Scott Paul, President of the Alliance for American Manufacturing (AAM), issued the following statement:
“Despite talk of a manufacturing renaissance, we will shatter 2011′s record $295 billion annual trade deficit with China when the data for December comes in next month. The United States recorded a $29 billion bilateral trade deficit with China in November alone, bringing us to a $290 billion trade deficit with China so far in 2012.

“A recent study by Justin Pierce and Peter Schott (‘The Surprisingly Swift Decline of U.S. Manufacturing Employment‘) confirmed what we haveknown for some time: our trade deficit with China is draining manufacturing jobs from the United States.

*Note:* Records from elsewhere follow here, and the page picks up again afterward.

PR #878, opened 2026-05-02
Updated the calling convention of memset and small optimization of memset for the sm83 port

Phidias618:
I updated the calling convention of memset from __sdcccall(0) to __sdcccall(1)
I also optimized a tiny bit the function itself, it is now a few bytes smaller and it is faster by a few cycles.
I removed the code that checked for a length of 0 because it was not needed, the code without that check already handle well a length of 0.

Unless we take aggressive steps to act in our own national interest, manufacturing in America will never reach its full potential. That means aggressive trade enforcement and ending China’s currency manipulation and other market-distorting practices.

“I want to see reshoring accelerate from a trickle to a trend. We won’t get there unless trade with China comes into balance.”
So while the inside-the-Beltway crowd worries about budget deficits, the serious problem of our trade deficit – which bleeds out jobs, factories, industries and our ability to make a living as a country – continues to go unaddressed. more

1 comment:

  1. That line of reasoning is straight out of the Modern Monetary Theory (MMT) crowd. I used to follow Bill Mitchell's blog and he would make exactly that point. It's a kind of magical thinking where the money has inherent worth and people will trade real things just for the paper money. It totally neglects the actual, physical state of the trading economies and the effects the trade has on them (as you point out).

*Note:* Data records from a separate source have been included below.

PR #882, opened 2026-05-07
Optimization of reverse.s for the sm83 port

Phidias618:
The new function is faster for every string length, it is 13 bytes smaller and it don't use the stack at all.
It also uses the calling convention __sdcccall(1) instead of OLDCALL


untoxa:
i just noticed - we are missing reverse() function implementation for the Z80 target, will be nice to add that one as well

Phidias618:
> i just noticed - we are missing reverse() function implementation for the Z80 target, will be nice to add that one as well

That explains why i wasn't able to find the implementation of reverse for the z80 target

Phidias618:
> i just noticed - we are missing reverse() function implementation for the Z80 target, will be nice to add that one as well

I finished implementing reverse for the z80.
I haven't tested the program, but i tested the sm83 version of it, which is mostly the same except for a loop which has been replaced by a cpir.

Phidias618:
I realized i forgot to add reverse.s to the Makefile for the z80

    My favorite application of this line of thought: "China sure gives us a lot of goods in exchange for our government paper--so they're exporting real resources to us, making them poorer and us richer!" Except, China has developed massively over the past decades and raised the standard of living of an enormous population at an unprecedented pace. Meanwhile, with the exception of the dotcom boom, our economy has been stagnating and we've even seen some demographic sectors' life expectancy decrease in the last decade. Something tells me they're not getting poorer and we're not getting richer...

    MMT'ers have a couple good ideas, but that isn't one of them.